PR #13, opened 2019-06-04
Fix vertical nav icons, removed unneeded clarity package and removed …

ben-schumacher:
…extra index file.


ben-schumacher:
@akate1 That's weird.  I think I deleted and recreated a file with uppercase (I) for Index.ts and modified it to be ./Badges because it was originally ./badges (which was wrong).  I then renamed the file with lowercase (i) index.ts.  If you look at the branch, the file is in fact there: https://github.com/EMCECS/clarity-react/tree/feature-FLEX-513-cleanup-effort/src/emphasis/badges

PR #14, opened 2019-06-04
Enhancing lable component to allow custom styling.

ben-schumacher:


ben-schumacher:
@akate1 Good idea, I added className property.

_ _ _ _

TRY IT: Your answer must be the full listing above, reproduced exactly.

TASK SOLUTION:
PR #13, opened 2019-06-04
Fix vertical nav icons, removed unneeded clarity package and removed …

ben-schumacher:
…extra index file.


ben-schumacher:
@akate1 That's weird.  I think I deleted and recreated a file with uppercase (I) for Index.ts and modified it to be ./Badges because it was originally ./badges (which was wrong).  I then renamed the file with lowercase (i) index.ts.  If you look at the branch, the file is in fact there: https://github.com/EMCECS/clarity-react/tree/feature-FLEX-513-cleanup-effort/src/emphasis/badges

PR #14, opened 2019-06-04
Enhancing lable component to allow custom styling.

ben-schumacher:


ben-schumacher:
@akate1 Good idea, I added className property.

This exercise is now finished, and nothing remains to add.